Грусть овладела мной, но гордость оживила мою потрясенную душу. Проезжая мимо Ржевского, я приметила знак радости, обещавший мне разъяснение всего. Возвратясь во дворец в сопровождении сестры, я получила через горничную записку от Ржевского, который просил у меня свидания втайне от старика, имея сообщить мне нечто весьма важное. И точно, в присутствии сестры моей он разоблачил передо мной тайны, которыми меня окружали, чтобы поставить непреодолимые преграды между нами. Он признался, что сам был обманут, подозревая, что я изменила ему, и всячески старался добиться истины; передал мне, что императрица сказала князю Орлову, что Бецкий весь день не давал ей покою, от моего имени прося ее оставить меня в городе для приготовления приданого. С моей стороны я рассказала ему, как произошло все вышеописанное. Все разъяснилось, и объяснение это привело к желанной развязке.
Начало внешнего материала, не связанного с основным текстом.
Issue #835, opened 2026-09-15
iceberg: expired snapshots' manifests are never reclaimed, and the live manifest list grows by one DELETED-only manifest per removal pass


xe-nvdk:
Found while fixing #633 (validator probes against iceberg-go v0.6.0).

## Two related growth problems in the Iceberg export metadata

**1. Orphaned manifests are never deleted.** `expireSnapshots` runs with `WithPostCommit(false)` (deliberately, #632: iceberg-go's post-commit hook would also delete Arc's data files). Nothing else deletes the manifest lists and manifests of expired snapshots, so every commit's `.avro` files stay in `<warehouse>/<ns>.db/<table>/metadata/` forever and are copied into every backup. Today that is one manifest list plus one small manifest per commit. After #633, a pass that re-registers a rewritten or restored path leaves behind one merged manifest the size of the table's live file list (~150-400 B per entry). Measured on a 319-file table: ~6.6 KB per ordinary commit, ~15 KB per merged commit, and the merged figure scales with the file count.

**2. The live manifest list grows with the removal history.** iceberg-go v0.6.0's snapshot producers inherit the parent's manifests verbatim, so a manifest that only holds `DELETED` entries stays in every later snapshot's manifest list. A table that adds and removes files (compaction, retention) accumulates one DELETED-only manifest per removal pass; readers open every one of them on every plan. Probe: 6 adds interleaved with 4 removes leaves 6 manifests in the current list, 4 of them DELETED-only. The #633 merge commit collapses the list when it runs, but ordinary passes do not.

## Fix shape

- A metadata-only orphan sweep in the exporter: compute the reachable set (manifest lists and manifests referenced by the snapshots of every metadata version still retained, plus the `v<N>.metadata.json` copies) and delete other `*.avro` files under the table's metadata directory older than a grace period. Data files must never be touched.
- For the manifest-list growth, either run the merge-append (see `manifestMergeOn` in `internal/iceberg/exporter.go`) periodically when the DELETED-only manifest count exceeds a threshold, or upstream a fix to iceberg-go so producers drop manifests with no live entries (Java Iceberg's `ManifestFilterManager` behaviour).

Not a correctness issue for readers; it is unbounded disk and backup growth plus slower planning on busy tables.

xe-nvdk:
[...]

Issue #834, opened 2026-09-15
delete API: WHERE keyword scan runs on raw text, so a string literal containing drop/delete/update is refused


xe-nvdk:
Found while running the #633 end-to-end check.

## Problem

`validateWhereClause` (`internal/api/delete.go`) applies `dangerousKeywordPattern.FindString(where)` to the raw WHERE text, before any string-literal masking. A literal that happens to contain a forbidden word is rejected as if it were SQL:

```
POST /api/v1/delete
{"database":"icedb","measurement":"m","where":"host = 'drop'","confirm":true}

{"success":false,"error":"WHERE clause contains forbidden keyword: DROP"}
```

Any tag or field value such as `status = 'delete-pending'`, `action = 'update'`, `kind = 'alter'` is undeletable through the API. The value is data, not SQL.

## Fix shape

Mask string literals with the shared `sqlutil` masker (the same normalization the query path uses before its own gating) and run the keyword and prefix scans on the masked form. Keep the unmatched-quote check on the raw text. Add a regression test with a literal containing each forbidden keyword, plus one proving `'; DROP TABLE x --` outside a literal is still refused.

Not a security issue: the scan errs on the side of refusing. It is a false-positive usability bug in a feature that is off by default (`delete.enabled=false`).

xe-nvdk:
## Implementation notes (read before starting)

This validator is an injection boundary, so the fix must reuse the existing hardened masker rather than add a new regex:

- Use `sqlutil.MaskStringLiterals(where, sqlutil.HasQuotes(where))` from `internal/sql/mask.go`. It already masks plain `'…'`, escape-string `E'…'`, and dollar-quoted `$tag$…$tag$` literals (see the SECURITY comments in that file, added for #640). **Do not write a local quote-matching regex** — a `'…'`-only matcher misses the other two forms and turns this usability bug into a bypass.
- Run the keyword scan (`dangerousKeywordPattern`), the prefix scan, and the punctuation scan on the **masked** text. The raw `where` stays what gets interpolated into the DuckDB statement; the masked form is for validation only. That is the same pattern the query path uses.
- Keep the unmatched-quote and unmatched-parentheses checks on the raw text.

Tests to add in `internal/api/delete_test.go` (or the nearest existing delete test file):

1. A literal containing each forbidden keyword is accepted: `host = 'drop'`, `status = 'delete-pending'`, `action = 'update'`, and so on for the full list in `dangerousKeywordPattern`.
[...]

PR #836, opened 2026-09-15
fix(iceberg): re-register files the delete API rewrote in place (#633)

### LINKED ISSUE #633: high(iceberg): in-place parquet rewrite by row-level DELETE is invisible to the path-only fingerprint — external engines keep serving deleted rows

xe-nvdk:
## Summary

- The row-level delete API's partial-WHERE branch rewrites a Parquet file in place (same path, fewer rows, smaller size). The Iceberg reconciler keyed both its change detection and its diff on paths alone, so the rewritten file was never re-registered and the manifest kept the original `record_count` and `file_size_in_bytes` forever: engines answering `COUNT(*)` from manifest statistics kept counting deleted rows, and engines that trust `file_size_in_bytes` for split planning could fail on the shorter file.
- `FileRef.SizeBytes` is now populated by the storage-walk source (one `os.Stat` per listed file; a file that vanished between the listing and the stat is dropped from the pass), the scheduler fingerprint hashes path + size, and the exporter diff keys on (path, size). A path present on both sides with a different size is dropped and re-registered inside one transaction, so readers never see it absent.
- Re-adding a path is something iceberg-go v0.6.0 refuses outright: it carries every removed file's `DELETED` manifest entry in all later snapshots and checks new adds against those entries too ("cannot add files that are already referenced by table"), and forcing the add with the duplicate check off wedges every later removal of that path. For the add that hits that refusal, and only for it, the exporter enables Iceberg manifest merging (`commit.manifest-merge.enabled`, min-count 2, 1 GiB target) in the same transaction, retries with the duplicate check off, and switches merging back off before the commit. The merge-append rewrites the table's manifests into one and keeps `DELETED` entries only of its own snapshot, so the stale history is gone once the commit lands. This also covers a backup restore of a key that had left the table, which failed the same way.
- Ordinary passes changed shape slightly: removes and adds are now applied as an overwrite snapshot followed by a fast-append snapshot in the same commit, instead of one overwrite snapshot; cost per pass is unchanged. Merging is never left on the table because with it every append would rewrite the full manifest set and Arc never reclaims superseded manifests (#835 filed with numbers).
- Known limit: a rewrite that lands on exactly the same byte size at the same path is still invisible.

Closes #633.

## Design notes

The obvious fix, remove then re-add the path, was validated adversarially and found impossible on stock iceberg-go v0.6.0 in every variant (same transaction, two commits, DataFile-based removal). The alternative of making the delete rewrite land at a new path was rejected: it turns every delete into a compaction-shaped event for edge-sync (the discoverer would ship the new file to the hub, duplicating the surviving rows there), tiering (`tier_files` is only populated by the ingest writer), the Raft manifest, and the filename-driven daily-compaction cooldown and file-time pruning. Manifest merging is a standard Iceberg table property, and the probes behind this design (single-commit rewrite, later removals, restore of a removed key, upgrade of a table with accumulated `DELETED` history, snapshot expiry) all read correctly in DuckDB.

Cluster note: the exported table reflects the compactor node's copy of the file. The delete handler updates the Raft manifest entry after a rewrite and peers re-pull on size mismatch, so copies converge; that manifest update is warn-only on failure, unchanged by this PR.

## Test plan

- [x] `gofmt -l`, `go vet`, `go test -race ./internal/iceberg/...` green.
- [x] Revert-run: with main's `exporter.go`, `scheduler.go`, `source.go` swapped in, all eight new tests fail for the intended reasons (manifest still describes the old file; pass skipped as unchanged; `SizeBytes = 0`; re-add refused as "already referenced"; merge property absent).
- [x] Live on the branch binary (`iceberg.enabled`, 3 s reconcile interval, `delete.enabled`): 200 rows in one file, partial delete of 50 rows rewrites the file 3153 → 1299 bytes; two intervals later the manifest entry reads `record_count=150, file_size_in_bytes=1299`, one merged manifest, `reregistered=1` in the log; DuckDB `iceberg_scan` and `iceberg_metadata` and PyIceberg (`SqlCatalog` + `inspect.entries()`) all agree. Same script on the main binary keeps `record_count=200` forever.
- [x] Probe harness against iceberg-go v0.6.0 (not in the tree): remove + ignoreDuplicates add in one transaction with merging on leaves a single manifest with no `DELETED` entries; a later removal of that path succeeds; a table created without the properties and carrying six manifests collapses to one on the merged commit; restore of a removed key works; ExpireSnapshots unaffected.

Follow-ups: #835 (orphan manifests and manifest-list growth), #834 (WHERE literal false positive found while running the e2e).


xe-nvdk:
Docs companion: Basekick-Labs/docs.basekick.net#71 (Apache Iceberg page: path-and-size diff, delete API FAQ).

Алексей Андреевич Ржевский (1737—1804) – действительный тайный советник, сенатор, вицедиректор Петербургской Академии Наук, президент Медицинской Коллегии, масон; поэт.
Г. Державин посвятил супругам Ржевским одну из своих од – «Счастливое семейство»:
В дому его нет ссор, разврата,
Но мир, покой и тишина:
Как маслина плодом богата
Красой и нравами жена (…)
Как розы, кисти винограда
Румянцем веселят своим,
Его благословенны чада
Так милы вкруг трапезы с ним.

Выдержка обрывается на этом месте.